PR #9434, opened 2023-12-09
test: depopts with constraints

Alizter:
This test demonstrates a situation where a depopt should eventually be avoided when a more up to date but conflicting (with the depopt) build plan is available.

### DIFF
--- a/test/blackbox-tests/test-cases/pkg/depopts/depopts-with-constraints.t
+++ b/test/blackbox-tests/test-cases/pkg/depopts/depopts-with-constraints.t
@@ -1,0 +1,39 @@
+We test how the solver chooses a solution for depopts with constraints.
+
+  $ . ../helpers.sh
+  $ mkrepo
+
+We create a package "foo" that is the dependency of two packages "optional" and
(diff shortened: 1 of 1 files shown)


test/blackbox-tests/test-cases/pkg/depopts/depopts-with-constraints.t
```diff
@@ -0,0 +1,38 @@
...
+  > EOF
+
+The package "bar" depends on "foo" and depends optionally on "optional".
+
+  $ mkpkg bar <<'EOF'
+  > depends: [ "foo" ]
+  > depopts: [ "optional" ]
+  > EOF
+
+Here we expect the solver to choose all 3 packages as a build plan.
```
rgrinberg, line 24: We have no such expectation. It's within our right to ignore the optional dependency. It's best to describe what we're doing here rather than speculating how it should work.

Alizter: I've updated the comment.

PR #9439, opened 2023-12-09
[coq] Allow to disable Coq language deprecation warning.

ejgallego:
I had to adapt the warnings infra a little bit, IMHO that is fine, tho it would be nice to see if we can recover the vendor behavior.

I also corrected the hint message a little bit, as it was a bit confusing IMHO, but will place that in the next commit as to keep diffs tidy.

### DIFF
--- a/doc/changes/9439_coq_disable_08_warning.md
+++ b/doc/changes/9439_coq_disable_08_warning.md
@@ -1,0 +1,1 @@
+- Allow to disable Coq 0.8 deprecation warning (#9439, @ejgallego)
--- a/src/dune_rules/coq/coq_stanza.ml
+++ b/src/dune_rules/coq/coq_stanza.ml
@@ -18,16 +18,31 @@ let coq_syntax =
 
 let already_warned = ref false
 
+let deprecated_coq_lang_lt_08 =
+  Warning.make
+    ~default:(fun _version -> `Enabled)
+    ~name:"deprecated_coq_lang_lt_08"
+    ~since:(3, 8)
+;;
+
+let deprecated_coq_lang_lt_08_msg =
+  User_message.make
+    [ Pp.text
+        "Coq Language Versions lower than 0.8 have been deprecated in Dune 3.8 and will \
+         be removed in an upcoming Dune version."
+    ]
+;;
+
 let get_coq_syntax () =
   let* version = Dune_lang.Syntax.get_exn coq_syntax in
+  let* project = Dune_project.get_exn () in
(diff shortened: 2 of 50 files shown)


ejgallego:
An alternative to this is to add a `Deprecated_in` constructor to `Syntax.Supported_versions`, tho the logic would seem mainly orthogonal, as we would still need to switch the deprecation warning to the `Warning_emit` interface.

Alizter:
Why do we want users to disable this warning?

ejgallego:
> Why do we want users to disable this warning? i.e. what's the point of the warning if it just gets ignored?

I am not sure I understand your question @Alizter , doesn't what you say apply to all warnings?

There are many reasons to disable this warning, in particular for example in Coq we still require a lower bound of 3.6

Alizter:
@ejgallego Then I am a bit confused why we marked it as deprecated to begin with?

ejgallego:
We marked it as deprecated because it is going a) broken b) going to be removed in a future version.

rgrinberg (approved):
LGTM. The code looks fine. I didn't delve into the details of what is the warning about or if it's needed, but the way it's introduced and used is correct.

ejgallego:
Thanks! I'll ask Ali in private about his concerns with the warning and merge once he's OK.

src/dune_rules/warning.ml
```diff
@@ -95,3 +95,10 @@ let escaping_paths_in_install_stanza =
 ;;
 
 let no_keep_locs = create ~default:(fun _ -> `Enabled) ~name:"no_keep_locs" ~since:(3, 11)
+
+let deprecated_coq_lang_lt_08 =
```
rgrinberg, line 99: Actually, one small request: could you move this to somewhere in `dune_rules/coq`. I'd like to keep all the extensions separate

ejgallego: I can move it, but note that I will have to export `Warning.create` too.

rgrinberg: I think that's fine. We need a public API for defining warnings anyway.

ejgallego:
Pushed the changes to infra to other PRs, @Alizter I've sent you a message to try to understand what your concerns are.

Other than that, I think this is ready.

ejgallego:
Ali point was "why people cannot upgrade to Coq 0.8", and indeed, most people should, but in the real world a few people is stuck due to poor reasons. So we let them opt out of the warning for now, at their own risk.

-=-=-

ASSIGNMENT
Your response must consist of all the records, retyped exactly.

PROBLEM SOLUTION
PR #9434, opened 2023-12-09
test: depopts with constraints

Alizter:
This test demonstrates a situation where a depopt should eventually be avoided when a more up to date but conflicting (with the depopt) build plan is available.

### DIFF
--- a/test/blackbox-tests/test-cases/pkg/depopts/depopts-with-constraints.t
+++ b/test/blackbox-tests/test-cases/pkg/depopts/depopts-with-constraints.t
@@ -1,0 +1,39 @@
+We test how the solver chooses a solution for depopts with constraints.
+
+  $ . ../helpers.sh
+  $ mkrepo
+
+We create a package "foo" that is the dependency of two packages "optional" and
(diff shortened: 1 of 1 files shown)


test/blackbox-tests/test-cases/pkg/depopts/depopts-with-constraints.t
```diff
@@ -0,0 +1,38 @@
...
+  > EOF
+
+The package "bar" depends on "foo" and depends optionally on "optional".
+
+  $ mkpkg bar <<'EOF'
+  > depends: [ "foo" ]
+  > depopts: [ "optional" ]
+  > EOF
+
+Here we expect the solver to choose all 3 packages as a build plan.
```
rgrinberg, line 24: We have no such expectation. It's within our right to ignore the optional dependency. It's best to describe what we're doing here rather than speculating how it should work.

Alizter: I've updated the comment.

PR #9439, opened 2023-12-09
[coq] Allow to disable Coq language deprecation warning.

ejgallego:
I had to adapt the warnings infra a little bit, IMHO that is fine, tho it would be nice to see if we can recover the vendor behavior.

I also corrected the hint message a little bit, as it was a bit confusing IMHO, but will place that in the next commit as to keep diffs tidy.

### DIFF
--- a/doc/changes/9439_coq_disable_08_warning.md
+++ b/doc/changes/9439_coq_disable_08_warning.md
@@ -1,0 +1,1 @@
+- Allow to disable Coq 0.8 deprecation warning (#9439, @ejgallego)
--- a/src/dune_rules/coq/coq_stanza.ml
+++ b/src/dune_rules/coq/coq_stanza.ml
@@ -18,16 +18,31 @@ let coq_syntax =
 
 let already_warned = ref false
 
+let deprecated_coq_lang_lt_08 =
+  Warning.make
+    ~default:(fun _version -> `Enabled)
+    ~name:"deprecated_coq_lang_lt_08"
+    ~since:(3, 8)
+;;
+
+let deprecated_coq_lang_lt_08_msg =
+  User_message.make
+    [ Pp.text
+        "Coq Language Versions lower than 0.8 have been deprecated in Dune 3.8 and will \
+         be removed in an upcoming Dune version."
+    ]
+;;
+
 let get_coq_syntax () =
   let* version = Dune_lang.Syntax.get_exn coq_syntax in
+  let* project = Dune_project.get_exn () in
(diff shortened: 2 of 50 files shown)


ejgallego:
An alternative to this is to add a `Deprecated_in` constructor to `Syntax.Supported_versions`, tho the logic would seem mainly orthogonal, as we would still need to switch the deprecation warning to the `Warning_emit` interface.

Alizter:
Why do we want users to disable this warning?

ejgallego:
> Why do we want users to disable this warning? i.e. what's the point of the warning if it just gets ignored?

I am not sure I understand your question @Alizter , doesn't what you say apply to all warnings?

There are many reasons to disable this warning, in particular for example in Coq we still require a lower bound of 3.6

Alizter:
@ejgallego Then I am a bit confused why we marked it as deprecated to begin with?

ejgallego:
We marked it as deprecated because it is going a) broken b) going to be removed in a future version.

rgrinberg (approved):
LGTM. The code looks fine. I didn't delve into the details of what is the warning about or if it's needed, but the way it's introduced and used is correct.

ejgallego:
Thanks! I'll ask Ali in private about his concerns with the warning and merge once he's OK.

src/dune_rules/warning.ml
```diff
@@ -95,3 +95,10 @@ let escaping_paths_in_install_stanza =
 ;;
 
 let no_keep_locs = create ~default:(fun _ -> `Enabled) ~name:"no_keep_locs" ~since:(3, 11)
+
+let deprecated_coq_lang_lt_08 =
```
rgrinberg, line 99: Actually, one small request: could you move this to somewhere in `dune_rules/coq`. I'd like to keep all the extensions separate

ejgallego: I can move it, but note that I will have to export `Warning.create` too.

rgrinberg: I think that's fine. We need a public API for defining warnings anyway.

ejgallego:
Pushed the changes to infra to other PRs, @Alizter I've sent you a message to try to understand what your concerns are.

Other than that, I think this is ready.

ejgallego:
Ali point was "why people cannot upgrade to Coq 0.8", and indeed, most people should, but in the real world a few people is stuck due to poor reasons. So we let them opt out of the warning for now, at their own risk.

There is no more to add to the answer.